Collaborative Summarizing - Students collaborate to read and discuss complex text by finding the main ideas and details to summarize the text. The purpose of this HYPP is to foster academic conversations about text-dependent questions and serves as a scaffold from academic conversations to writing.
Expert Group Jigsaw - Students become experts on a topic through focused reading and collaborative discussions with peers. Students read and take notes on text, meet with peers in expert groups, teach important findings about the text in jigsaw groups. The purpose of this HYPP is to foster student engagement and individual accountability for learning, scaffolds student understanding, maximizes peer interaction, establishes cooperation and respect through teamwork.
Collaborative Text Reconstruction - Students recreate/reconstruct a text that they have listened to several times, taken notes on and discussed with partners without ever looking at the text. The purpose of this HYPP is to support students’ understanding of the topic, deepen content knowledge, draw attention to the meanings and language features in the text, and apprentice students into writing the text type.

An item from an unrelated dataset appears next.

PR #184, opened 2018-11-14
Create constructors for IngestInfo.

zacharylawrence:


terinpw:
Looks good - but i'd do a rebase from master as ingest_info.py had a big update with the generic data extractor pr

Sentence Unpacking - Students deconstruct text to find the meanings of long, complex sentences. Teachers guide students through sentences to find the meaning of sentence “chunks”. The purpose of this HYPP is to support students to understand the complex sentences and text they encounter by raising the awareness of language and connecting the language awareness to meeting.
Cohesion Analysis - Supports student’s reading comprehension and scaffolds writing abilities by focusing on cohesion created through the whole text, paragraph, and sentence level structure/organization. Helps students understand the predictability of text types using analysis of text types. The purpose of this HYPP is to support students’ reading comprehension and scaffolds their writing ability by focusing on how cohesion is created through the whole text, paragraph, and sentence level organization and structure. More information coming soon.

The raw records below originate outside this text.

PR #186, opened 2018-11-14
Restructure the data extractor logic to handle multiple people as well as many objects

arian487:
This changes the logic completely to loop over cells instead and build the object as we read the page.  It will intelligently find the parent and know whether or not to add to the most recent object or an object somewhere else in the tree.  This can handle arbitrarily designed tables.


recidiviz/ingest/extractor/data_extractor.py
```diff
@@ -99,128 +115,105 @@ def extract_and_populate_data(self, content, ingest_info=None):
...
 
+        for cell in self.cells:
+            # This is a tiny hack to avoid an O(n) search over the keys list for
+            # every cell.
+            # An alternative approach is to force the user to give the exact key
+            # with a semi colon in the yaml file, but that might be confusing.
+            # Finally, we could preprocess the keys mapping to include multiple
+            # keys that map to the same value ('hi' and 'hi:' both map to the
+            # same thing) but that is a more expensive preprocessing calculation
+            cell_val = cell.text_content().strip().strip(':').strip()
```
jessex: Do we need the first `strip` in this chain? It looks like you're trying to get a colon out of the way, and then get leading/trailing whitespace out of the way. So I'd think that the first strip is redundant and the third strip is what's key.

recidiviz/ingest/extractor/data_extractor.py
```diff
@@ -99,128 +115,105 @@ def extract_and_populate_data(self, content, ingest_info=None):
...
+                values = [self._get_value_cell(cell)]
+            elif cell_val in self.multi_keys:
+                values = self._get_values_below_cell(cell)
+            if values:
+                key_mapping_val = (self.keys.get(cell_val) or
+                                   self.multi_keys.get(cell_val))
+                value_classes = key_mapping_val.split('.')
+                ingest_key = value_classes[1]
+                class_to_set = value_classes[0]
+                if values:
```
jessex: Wouldn't this always evaluate to `True` since it's nested inside the exact same check and nothing changes the value in the interim?

recidiviz/ingest/models/ingest_info.py
```diff
@@ -17,34 +17,44 @@
...
-from recidiviz.common.constants.booking import CustodyStatus
-from recidiviz.common.constants.booking import JurisdictionStatus
-from recidiviz.common.constants.booking import ReleaseReason
-from recidiviz.common.constants.charge import ChargeClass
-from recidiviz.common.constants.charge import ChargeStatus
-from recidiviz.common.constants.charge import CourtType
-from recidiviz.common.constants.charge import Degree
-from recidiviz.common.constants.person import Ethnicity
-from recidiviz.common.constants.person import Race
+# from recidiviz.common.constants.bond import BondStatus
```
jessex: What's the story here? Use 'em or lose 'em!

recidiviz/ingest/models/ingest_info.py
```diff
@@ -17,34 +17,44 @@
...
     """Class for information about multiple people."""
 
     def __init__(self):
-        self.people = []  # type: List[Person]
+        self.person = []  # type: List[Person]
 
     def __eq__(self, other):
         return self.__dict__ == other.__dict__
 
+    # def __str__(self):
```
jessex: Same here. Do we need this?

recidiviz/ingest/models/ingest_info.py
```diff
@@ -17,34 +17,44 @@
...
+# from recidiviz.common.constants.person import Ethnicity
+# from recidiviz.common.constants.person import Race
 
 
 class IngestInfo(object):
     """Class for information about multiple people."""
 
     def __init__(self):
-        self.people = []  # type: List[Person]
+        self.person = []  # type: List[Person]
```
jessex: Why the singular name for the array type?

recidiviz/tests/ingest/testdata/data_extractor/html/multiple_people_sometimes_charges.html
```diff
@@ -0,0 +1,1079 @@
...
+                    <table>
+                        <tbody><tr>
+                            <td>
+                                <div id="JailInfo">
+						        <table border="0" cellpadding="0" cellspacing="2" width="100%" class="JailView">
+							        
+								        
+									        <tbody><tr style="InmateRecordRow">
+										        <td nowrap="nowrap" width="2%">
+                                                    <img src="ViewImage.aspx?bookno=BCSO09JBN002027"><br><a href="ViewImageFull.aspx?bookno=BCSO09JBN002027" target="blank">Enlarge Photo</a>
```
jessex: Are these booking numbers sensitive/real? There are three `a href`'s in here that I'm curious about.

recidiviz/tests/ingest/testdata/data_extractor/html/multiple_people_sometimes_charges.html
```diff
@@ -0,0 +1,1079 @@
...
+														        </td>
+														        
+														        
+													        </tr>
+													        <tr class="oddNoWidth">
+														        <td class="InmateInfoGridTd">
+															        Booking No:
+														        </td>
+														        <td class="InmateInfoGridTd">
+															        BCSO09JBN002027
```
jessex: What about these id-looking fields that show up in some places in the file?

recidiviz/ingest/extractor/data_extractor.py
```diff
@@ -99,128 +115,105 @@ def extract_and_populate_data(self, content, ingest_info=None):
...
+            parent = self._find_parent_ingest_info(
+                ingest_info, self.hierarchy_map[class_to_set], i)
+
+            get_recent_name = 'get_recent_' + class_to_set
+            class_to_use = getattr(parent, get_recent_name)()
+            # If we are in multikey, we need to pull out the correct index of
+            # class type we want to set
+            if is_multi_key:
+                attr = getattr(parent, class_to_set)
+                if attr != None and isinstance(attr, list) and len(attr) > i:
```
jessex: Would we consider it an error condition at this point for this check to fail? It seems like at least the first two clauses would be considered erroneous, and maybe the third as well.

recidiviz/ingest/extractor/data_extractor.py
```diff
@@ -99,128 +115,105 @@ def extract_and_populate_data(self, content, ingest_info=None):
...
-            elif class_to_set == 'bond':
-                obj = bond
+        is_multi_key = class_to_set in self.multi_key_classes
+        for i, value in enumerate(values):
+            # The first task is to find the parent.
+            parent = self._find_parent_ingest_info(
+                ingest_info, self.hierarchy_map[class_to_set], i)
+
+            get_recent_name = 'get_recent_' + class_to_set
+            class_to_use = getattr(parent, get_recent_name)()
```
jessex: Unless I'm misreading this, it looks like we're actually calling the `get_recent_*` function on the `ingest_info`, which returns an actual instance and not a class itself, right? If so, calling this `class_to_use` is a bit misleading and makes it harder to follow the flow.

recidiviz/ingest/extractor/data_extractor.py
```diff
@@ -99,128 +115,105 @@ def extract_and_populate_data(self, content, ingest_info=None):
...
+                    class_to_use = attr[i]
+
+            create_name = 'create_' + class_to_set
+            create_func = getattr(parent, create_name)
+            # If the object we are trying to operate on is None, or it has
+            # already set the ingest_key then we know we need to create a
+            # new one.
+            if (class_to_use is None or
+                    getattr(class_to_use, ingest_key) != None):
+                obj_to_set = create_func()
```
jessex: I don't love abbreviations for the sake of shorter var names, which is how I think `obj` reads. But that's a matter of style to consider or reject as you wish!

recidiviz/ingest/extractor/data_extractor.py
```diff
@@ -99,128 +115,105 @@ def extract_and_populate_data(self, content, ingest_info=None):
...
-    def _set_value(self, ingest_info, ingest_key, value):
-        """This function intelligently sets the value in the ingest_info
-        object if it can.
-
-        Args:
-            ingest_info: The ingest_info object to set the value on.
-            ingest_key: The key we wish to set.
-            value: The value to set the key to
+    def _set_or_create_object(
+            self, ingest_info, class_to_set, ingest_key, values):
```
jessex: I think given the fairly dynamic logic in here--i.e. we're working with functions and function results, classes and object instances--it would be helpful to have `Args` in this docstring, even if the function itself is private.

recidiviz/ingest/extractor/data_extractor.py
```diff
@@ -99,128 +115,105 @@ def extract_and_populate_data(self, content, ingest_info=None):
...
+
+    def _find_parent_ingest_info(self, ingest_info, hierarchy, val_index):
+        """Find the parent object to set the value on
 
-    def _find_cell(self, key):
-        """
         Args:
-            key: str
+            ingest_info: an IngestInfo object
+            hierarchy: the hierarchy of of the data structure to help us
```
jessex: Extra `of`

recidiviz/ingest/extractor/data_extractor.py
```diff
@@ -63,6 +73,10 @@ def initialize_extractor(self, keys, multi_keys, ignored_keys):
         self.keys = {k.strip():v for k, v in keys.iteritems()}
         self.multi_keys = {k.strip():v for k, v in multi_keys.iteritems()}
         self.all_keys = self.keys.keys() + self.multi_keys.keys() + ignored_keys
+        # We want to know which of the classes are multi keys as this helps
+        # us with behaviour when we set the values.
+        self.multi_key_classes = set(
+            [value.split('.')[0] for value in self.multi_keys.values()])
```
jamwalla: do we want an error here if a class in self.keys is in multi_key_classes?

recidiviz/ingest/extractor/data_extractor.py
```diff
@@ -99,128 +115,105 @@ def extract_and_populate_data(self, content, ingest_info=None):
...
+        """Find the parent object to set the value on
 
-    def _find_cell(self, key):
-        """
         Args:
-            key: str
+            ingest_info: an IngestInfo object
+            hierarchy: the hierarchy of of the data structure to help us
+                walk the data object.
+            val_index: the index of the value we are setting, note that this is
```
jessex: It might just be that I'm not close enough to the code yet, but this highlights something about `IngestInfo` I don't totally understand yet: it has arrays of member variables that we need to iterate through and/or index into in order to find which object to set values on. It feels like that's a bit fragile: a tiny bug (such as an off-by-one) could mean we wind up setting a value on the wrong booking or the wrong arrest, say, which would be very hard to detect and debug.

Do you think my concerns here are misplaced? If not, would it make sense to have a dict from id to entity and update the logic in the data extractor to figure out the id of the entity it should be setting a value on?

recidiviz/ingest/extractor/data_extractor.py
arian487: I've seen sites that have:

'Key : '

So the first strip is needed for leading whitespace, the next strip gets rid of colons, and the last strip gets rid of any whitestace once the colon is removed.

recidiviz/ingest/extractor/data_extractor.py
arian487: Good catch, hold over from older code.  Done.

recidiviz/ingest/models/ingest_info.py
arian487: Lose em!  I decided its best to have the intermediate object reflect exactly what we scrape from the page.  This makes testing a lot easier as the user can just check the website and not care about enums or conversions.

recidiviz/ingest/models/ingest_info.py
arian487: Removed.

recidiviz/ingest/models/ingest_info.py
arian487: If you look at the extractor code, this lets us avoid any annoying mappings required in the data extractor, and lets us dynamically find objects by their parents using the names.  The code would otherwise be a lot more annoying to write as we'd have to keep some type of mapping between whats in the yaml, and what exists internally.

recidiviz/tests/ingest/testdata/data_extractor/html/multiple_people_sometimes_charges.html
arian487: I removed those ids.

recidiviz/tests/ingest/testdata/data_extractor/html/multiple_people_sometimes_charges.html
arian487: removed all ids and used placeholders

recidiviz/ingest/extractor/data_extractor.py
arian487: I'm not sure what you mean exactly, if this fails we could have a bond for example, which is not a type list but just a single object.  It could be set in a previous multi key run (multiple columns for same object), in which case the get_most_recent is what we want.  If it is None, it'll fall back to the logic below which is in charge of creating the object if needed.  And finally if it is of type list, we check the length to again let us know if we want the below logic to create a new one for us (going down a list of charges on the first column).  For example say we have a table like this:

| Statute | | Description | 
| Value    | | Value           |
| Value2  | | Value2         |

If we are in the first column, we need to be creating new charges on the parent booking as we go down the line but once we hit the description column, the parent booking will have the correct number of elements in it and therefore we index on the index of the value to attach the description to the correct booking.  Doing it by columns lets us handle cases where data is displayed in multiple tables for the same person.  For example I saw a pasge that had a charges table and a corresponding bond table of the same length.

recidiviz/ingest/extractor/data_extractor.py
arian487: Fixed

recidiviz/ingest/extractor/data_extractor.py
arian487: Problem is we dont have entity ids to work through at extraction time.  When analyzing the page we simply have cells to work through so if we hit a cell that has charges in it for example, how do we know what booking id that charge belongs to?  On the page, it is inherently tied to the order.  We can have a 'cur_class' object for example which is what get_recent_* accomplishes.  "If I'm not in multi key mode, always operate on the current version of the class" which again is reliant on read order.  Similarly when its a multi key, if I had a list of charges for example, and I read a column of data I can't know which object to attach the data to since most pages don't have html ids attached to their rows (or unique ones at least).

I thought about this a fair bit, and I think my position is that if a page breaks the assumptions made in this code about ordering and web-page 'saneness' then it should be up to the user to custom scrape the data (or update the assumptions).  If for example a page lists a person with two tables, one of which has 5 charges and another has 2 bonds in it, how would a human even interpret that?  Furthermore if its ordered in such a way to cause an off by one (two persons data displayed, and then their charges displayed later in separate tables) that again makes me suspicious about what it means for the data saneness on a webpage.  

Long story short, each user should write unit tests about how they expect the data to be output (like our extractor tests) and its good if those expectations break or cause exceptions.  We want to be notified of weirdly designed sites to either update the assumptions in the extractor or choose not to.

recidiviz/ingest/extractor/data_extractor.py
arian487: Good catch I actually meant to write that I forgot!

recidiviz/ingest/extractor/data_extractor.py
arian487: Done.  Cleaned up the code here a bit.

recidiviz/ingest/extractor/data_extractor.py
arian487: Done.

recidiviz/ingest/models/ingest_info.py
jessex: Ah, I understand. It's working because it's coupling the `get_recent_*` method names to the names of the entity classes themselves. That's clever but let's make sure we've got good test coverage/documentation such that if any names change on either end, we don't silently fail.

recidiviz/ingest/extractor/data_extractor.py
jessex: Oh I see. I was thinking that `.strip(':')` would just remove any colons, but it would only be leading or trailing colons, and we wouldn't even necessarily want to remove any colons anyway. So this makes perfect sense. Thanks for the example!

recidiviz/ingest/extractor/data_extractor.py
jessex: That's the explanation I needed, thanks! I was basically wondering if we should be raising an error from an `else` statement for this block, and your explanation shows why we don't. Because that's an expected case and we want to move onto the below logic.

recidiviz/ingest/models/ingest_info.py
arian487: Agreed.

recidiviz/ingest/extractor/data_extractor.py
arian487: Yea its hard to conceptualize the reasons behind everything until you see all the annoying examples!

recidiviz/ingest/extractor/data_extractor.py
jessex: I think that all sounds correct and proper, and I buy your line of thinking. I think the jury will remain out as we continue to scale outward, though, given that some of the conclusions in the comment boil down to, "the person writing the scraper will need to handle it." That may be unavoidable in some cases, but as we know, the closer we can get to _magic_ with the data extractor just handling everything, the more effective we will be at maintaining a full fleet of scrapers indefinitely. 

Thanks a lot for this comment!

recidiviz/ingest/extractor/data_extractor.py
arian487: Yea sorry about this whole file its fairly intricate logic that is hard to follow, and took me a while to get right.

recidiviz/ingest/extractor/data_extractor.py
arian487: I completely agree, I was more saying that I want the data scraper to be in a place where if assumptions about the structure are broken, it indicates poorly designed site to the point where even a human will have trouble constructing the object.  Any time a human can look and very easily see whats what, those assumptions should be baked into the data extractor and handled.  

I think with this change its in a place where if any of the assumptions about table data break than we can't possibly know what to do (like 5 charges + 2 bonds in separate tables...which I've seen; wouldn't know what to do here as a human either).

Joint Construction of Texts - Teachers act as a facilitation scribe, prompting students to offer ideas for what to write in a collective piece. Teachers model how writers think about writing and encouraging students to create more academic and genre-appropriate text. The purpose of this HYPP is to scaffold students’ abilities to write a particular genre. Supports students to compose independent texts through a teacher-facilitated process that allows rehearsal of writing.
Collaborative Problem Solving - Students engage in answering a prompt by first finding the story and understanding what is being asked. They solve independently, and with a partner and a group of four. Students agree on an answer and create a collaborative poster using visuals, words, and numbers (If applicable) representing all members’ thinking and work. The purpose of this HYPP is through discussion and problem-based tasks, students learn to think for themselves, provide feedback to their peers, and are encouraged to take risks and make “mistakes.”
Stronger and Clearer - Students think and individually write how they would solve a problem. Students then share their thinking with another partner and have the opportunity to clarify and ask questions. Have students switch several more times before returning to their seat to individually write their response. The purpose of this HYPP is to provide a structured and interactive opportunity for students to revise and refine both their ideas and their verbal and written output.
Text Analysis - Teachers explicitly teach students the purpose, text structure & organization, and linguistic features through the use of the Genre Cheat Sheets. The purpose of this HYPP is fundamentally written genres are distinguished by their social purposes — that is, what the text is intended to accomplish within a particular context and content area and the desired effect on the people who will be reading it. These social purposes shape the genre, guide how it is structured and organized, and determine which language resources are most powerful to use in the text. More information coming soon.